Exercise requirements: Your answer should be the lines below from the one with "KMS: Support 3072 and 4098 key sizes for RSA" to the one with "Related issue: https://github.com/getmoto/moto/issues/6659", both included, given again exactly and with nothing added.

Available records:

Issue #6695, opened 2023-08-17
Moto doesn't mock out the right response for DescribeDBClusterSnapshots


klauern:
When debugging a CloudCustodian test using moto, I found that the response from `DescribeDBClusterSnapshots` isn't including all of the fields that it can, notably the `TagList` fields: https://docs.aws.amazon.com/AmazonRDS/latest/APIReference/API_DBClusterSnapshot.html

The template specifies the following: https://github.com/getmoto/moto/blob/master/moto/rds/models.py#L465-L492

But TagList is nowhere to be found.

PR #6699, opened 2023-08-18
RDS: Fix ClusterSnapshot template to include tags

dballweg:
ClusterSnapshot template is missing the TagList.
This means that describe_db_cluster_snapshots will make all the snapshots look like there are not tags.

This will solve #6695


bblommers (approved):
LGTM - thanks for the PR @dballweg!

PR #6702, opened 2023-08-20
KMS: Add `RSASSA_PSS_SHA_256` private key

tsugumi-sys:
- Expanding `generate_private_key` method to be able to return multiple private key algorithm by using abstract class.
- Add `RSASSA_PSS_SHA_256` private key.
- We can use the following unittest for this changes.
https://github.com/getmoto/moto/blob/5e1b166f2521eacd737f2ccb241fbc0b2e8bb931/tests/test_kms/test_kms_boto3.py#L1166-L1194


bblommers (approved):
LGTM! A nice way to abstract the signing logic

PR #6708, opened 2023-08-21
KMS: Support 3072 and 4098 key sizes for RSA

tsugumi-sys:
Support key sizes 3072 and 4098 key sizes for RSA private key.


bblommers (approved):
LGTM!

PR #6715, opened 2023-08-22
S3: add granting logging perms using bucket policy

pvditt:
**Context**
Related issue: https://github.com/getmoto/moto/issues/6659

This PR enables for moto s3 buckets to enable logging if they have an appropriate bucket policy set (in addition to the existing logic that enables this if an appropriate ACL is set)

**Testing**
Added to existing unit tests.

### DIFF
--- a/tests/test_s3/test_s3_logging.py
+++ b/tests/test_s3/test_s3_logging.py
@@ -3,10 +3,12 @@ import json
 import boto3
 import pytest
 from botocore.client import ClientError
+from unittest import SkipTest
 from unittest.mock import patch
 
 
 from moto import mock_s3
+from moto import settings
 from moto.core import DEFAULT_ACCOUNT_ID
 from moto.s3 import s3_backends
 from moto.s3.models import FakeBucket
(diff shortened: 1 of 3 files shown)


pvditt:
@bblommers can you please talk a look at this PR when you get the chance?

tests/test_s3/test_s3_logging.py
```diff
@@ -261,3 +268,301 @@ def test_log_file_is_created():
...
+
+
+@mock_s3
+def test_invalid_bucket_logging_when_permissions_are_false():
+    s3_client = boto3.client("s3", region_name=DEFAULT_REGION_NAME)
+    bucket_name = "mybucket"
+    log_bucket = "logbucket"
+    s3_client.create_bucket(Bucket=bucket_name)
+    s3_client.create_bucket(Bucket=log_bucket)
+    with patch(
```
bblommers, line 280: Patching like this will not work in ServerMode. You can skip these tests if you like:
```
from moto import settings
from  unittest import SkipTest
if settings.TEST_SERVER_MODE:
    raise SkipTest("Can't patch permission logic in ServerMode")
```

pvditt:
@bblommers thanks for pointing that out - I just updated those tests and have linting passing locally. Can you re-review when you get the chance?

bblommers (commented):
I should've noticed this earlier - but all of the tests are actually failing in ServerMode. 
Just because we're creating the bucket using the `boto3.client`, which creates the bucket in the MotoServer, but then we try to access the bucket using the in-memory `s3_backend` - and it doesn't exist there.

So we should probably just skip all of them.

bblommers (approved):
Awesome - thank you for fixing this @pvditt!

PR #6722, opened 2023-08-24
SQS: perform validation on all messages before attempting a send

amlodzianowski:
Follow up to https://github.com/getmoto/moto/pull/6721

I extracted the individual SQS message validation logic into a new `_validate_message` method and I am calling that from `send_message_batch` for all messages before attempting to send them via `send_message`. This replicates boto3 behavior. All tests are passing locally without changes required.

Tagging @bblommers for visibility.

### DIFF
--- a/moto/sqs/models.py
+++ b/moto/sqs/models.py
@@ -101,7 +101,6 @@ class Message(BaseModel):
 
     @property
     def attribute_md5(self) -> str:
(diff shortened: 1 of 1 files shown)


bblommers (approved):
LGTM - thank you for fixing this @amlodzianowski!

Task solution:
KMS: Support 3072 and 4098 key sizes for RSA

tsugumi-sys:
Support key sizes 3072 and 4098 key sizes for RSA private key.


bblommers (approved):
LGTM!

PR #6715, opened 2023-08-22
S3: add granting logging perms using bucket policy

pvditt:
**Context**
Related issue: https://github.com/getmoto/moto/issues/6659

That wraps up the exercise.